> **What you should do**
I would like every line of the records below that contains the word "pages" copied.
Top of Available data
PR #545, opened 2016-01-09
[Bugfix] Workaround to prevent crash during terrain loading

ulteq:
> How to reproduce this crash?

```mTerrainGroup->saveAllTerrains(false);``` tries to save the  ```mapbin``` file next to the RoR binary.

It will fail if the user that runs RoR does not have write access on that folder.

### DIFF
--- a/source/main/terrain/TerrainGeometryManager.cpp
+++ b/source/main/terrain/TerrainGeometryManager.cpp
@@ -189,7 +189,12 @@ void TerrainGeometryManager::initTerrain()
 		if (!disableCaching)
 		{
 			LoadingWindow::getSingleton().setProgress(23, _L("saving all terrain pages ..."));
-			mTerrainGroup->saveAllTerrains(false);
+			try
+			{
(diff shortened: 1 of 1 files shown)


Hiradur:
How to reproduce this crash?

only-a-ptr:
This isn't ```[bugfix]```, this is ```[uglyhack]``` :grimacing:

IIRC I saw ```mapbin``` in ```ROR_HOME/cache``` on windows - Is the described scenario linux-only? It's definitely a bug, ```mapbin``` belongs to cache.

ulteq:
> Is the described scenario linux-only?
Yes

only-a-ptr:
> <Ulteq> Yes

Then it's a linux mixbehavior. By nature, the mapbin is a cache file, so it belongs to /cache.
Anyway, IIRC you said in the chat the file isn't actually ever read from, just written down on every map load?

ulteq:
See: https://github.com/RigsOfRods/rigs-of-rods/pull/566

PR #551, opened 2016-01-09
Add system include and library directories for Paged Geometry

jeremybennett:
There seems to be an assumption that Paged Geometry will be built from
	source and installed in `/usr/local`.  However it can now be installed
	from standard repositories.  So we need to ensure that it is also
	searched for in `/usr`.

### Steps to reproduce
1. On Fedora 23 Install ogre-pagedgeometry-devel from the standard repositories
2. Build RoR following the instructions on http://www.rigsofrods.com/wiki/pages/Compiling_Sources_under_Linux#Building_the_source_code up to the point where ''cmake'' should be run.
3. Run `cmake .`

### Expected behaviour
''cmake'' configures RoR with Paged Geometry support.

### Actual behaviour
Bottom of Available data
> **Answer to the exercise**
 			LoadingWindow::getSingleton().setProgress(23, _L("saving all terrain pages ..."));
2. Build RoR following the instructions on http://www.rigsofrods.com/wiki/pages/Compiling_Sources_under_Linux#Building_the_source_code up to the point where ''cmake'' should be run.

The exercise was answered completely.